Statistical analysis of UV spectra of a quiescent prominence observed by IRIS

TL;DR

This study analyzes the physical structure and dynamics of a quiescent solar prominence using IRIS spectral data, revealing optical thickness, lack of global oscillations, and the need for advanced modeling.

Contribution

It provides detailed spectral analysis of a prominence with 1D non-LTE modeling and highlights the limitations of current models, suggesting future 2D multi-thread approaches.

Findings

Most MgII and CII profiles are reversed, indicating optical thickness.

No global oscillations detected; variations due to fine structure motions.

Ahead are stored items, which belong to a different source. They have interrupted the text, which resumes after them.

PR #120, opened 2017-03-23
Load Property and Owner data before state change

### LINKED ISSUE #41: Properties page: Have initial state
When loading the properties page, a blank template (with no property information) is shown. Instead of showing this, create an initial loading state that will give the user some feedback that there's still work being done. Once data is loaded, render the property template with data.

LKWLaLa:
Closes #41 

## Changes ##

- Add a `resove` block in `app.js` to fetch data from PropertyService and OwnerService, before the state change and page load.  This way, the user will not have to wait for data after the page renders.  The data will already be there.  This, in combination with the new addition of the spinner on the home page, should solve the issue.

### DIFF
--- a/angular-rails-app/app/assets/javascripts/app.js
+++ b/angular-rails-app/app/assets/javascripts/app.js
@@ -19,17 +19,22 @@ angular
         .state('owner', {
           url: '/owners/:id',
           templateUrl: 'owner/owner.html',
-          controller: 'OwnerController as vm'
+          controller: 'OwnerController as vm',
+          resolve: {
+            owner: function (OwnerService, $stateParams) {
+            return OwnerService.getOwner($stateParams.id);
+          }
+         }
         })
         .state('property', {
           url: '/properties/:id',
           templateUrl: 'property/property.html',
           controller: 'PropertyController as vm',
           resolve: {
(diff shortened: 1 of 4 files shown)


angular-rails-app/app/assets/javascripts/app.js
```diff
@@ -19,12 +19,22 @@ angular
...
         .state('property', {
           url: '/properties/:id',
           templateUrl: 'property/property.html',
-          controller: 'PropertyController as vm'
+          controller: 'PropertyController as vm',
+          resolve: {
+            property: function (PropertyService, $stateParams) {
+            return PropertyService.getProperty($stateParams.id);
+          }
+         }
```
rdlester, line 37: Docs suggest "resolve" is basically dependency injection, so this change should be useful for testing (when you'll want to inject functions that return fake data)!

rdlester (approved):

angular-rails-app/app/assets/javascripts/app.js
LKWLaLa: Interesting point!

LKWLaLa: Thanks for reviewing for me!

Discrepancies between observed and synthetic MgII line intensities suggest model improvements.

Abstract

The paper analyzes the structure and dynamics of a quiescent prominence that occurred on October 22, 2013. We aim to determine the physical characteristics of the observed prominence using MgII k and h, CII (1334 and 1336 A), and SiIV (1394 A) lines observed by IRIS. We employed the 1D non-LTE modeling of MgII lines assuming static isothermal-isobaric slabs. We selected a large grid of models with realistic input parameters and computed synthetic MgII lines. The method of Scargle periodograms was used to detect possible prominence oscillations. We analyzed 2160 points of the observed prominence in five different sections along the slit averaged over ten pixels due to low signal to noise ratio in the CII and SiIV lines. We computed the integrated intensity for all studied lines, while the central intensity and reversal ratio was determined only for both MgII and CII 1334 lines. We plotted several correlations: time evolution of the integrated intensities and central intensities, scatter plots between all combinations of line integrated intensities, and reversal ratio as a function of integrated intensity. We also compared MgII observations with the models. Results show that more than two-thirds of MgII profiles and about one-half of CII 1334 profiles are reversed. Profiles of SiIV are generally unreversed. The MgII and CII lines are optically thick, while the SiIV line is optically thin. The studied prominence shows no global oscillations in the MgII and CII lines. Therefore, the observed time variations are caused by random motions of fine structures with velocities up to 10 km/s. The observed average ratio of MgII k to MgII h line intensities can be used to determine the prominence's characteristic temperature. Certain disagreements between observed and synthetic line intensities of MgII lines point to the necessity of using more complex 2D multi-thread modeling in the future.